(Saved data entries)

--- START ---

Issue #1260, opened 2018-05-11
fontTools merge.py: mark2mark OT feature broken


BlackFoundry:
When merging a freshly compiled font from "NotoSansThai-MM.glyphs" font with "NotoSans-Regular.ttf" (Latin) the "mkmk" OT feature seems to be broken when testing the resulting font (mark to mark not stacking as intended)

test case:
[gist](https://gist.github.com/BlackFoundry/7950dde3b67e2deded3729065fb894ec)
resulting NotoSansThaiOnly-Regular.ttf works as expected
while NotoSansMergedThai-Regular.ttf does not.

I am still investigating, but any insight would be much appreciated.

BlackFoundry:
Didn't found the reason of why, and not sure whether it comes from GPOS 'mkmk' or GSUB 'ccmp' features yet.
But swapping the order of the fonts to merge solved the issue: first Thai, second Latin.

behdad:
Is this still valid?

BlackFoundry:
yes: 
if Thai First, Latin second, mark to mark positioning works.
if Latin first, Thai second, mark to mark positioning does not work

behdad:
What's a good test sequence?  Marks in Thai don't work or Latin?

miloush:
Might be related (but also not): merging Noto Sans Grantha before Tamil results in broken vowel attachments and substitutions (red):

![image](https://user-images.githubusercontent.com/10546952/116980178-d5c22900-acbd-11eb-9076-3651d6e452da.png)

Merging Tamil first i.e. `pyftmerge NotoSansTamil-Regular.ttf NotoSansGrantha-Regular.ttf` works as expected (blue). The test string above is ப்பிபீபுபூவு.

BlackFoundry:
Yes I think the Tamil issue you show is related.
@behdad sorry I missed your message from 28 Nov 2018 😅!!

Marks in Thai do not work properly when merged with ordered list: [Latin, Thai]
Thai behaves normally when merged with ordered list: [Thai, Latin]

behdad:
I'm... hacking on the merger as we speak...

behdad:
Basically, we don't merge LookupFlags properly. I'll get on it.

behdad:
Fix in https://github.com/fonttools/fonttools/pull/2474
Please test.

dscorbett:
Are mark classes merged properly too?

satbyy:
[...]

PR #2473, opened 2021-12-14
Merger improvements

behdad:
With this branch I can try merging all of NotoSans Regular fonts:
```
behdad:ttf 1 (main)$ ~/fonttools/fonttools merge --verbose NotoSans*/NotoSans*-Regular.ttf --drop-tables+=vhea,vmtx
```
and hit the 64k glyph limit:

--- END ---

Check each line above for the string "still" and report how many lines have it, giving only the number.

2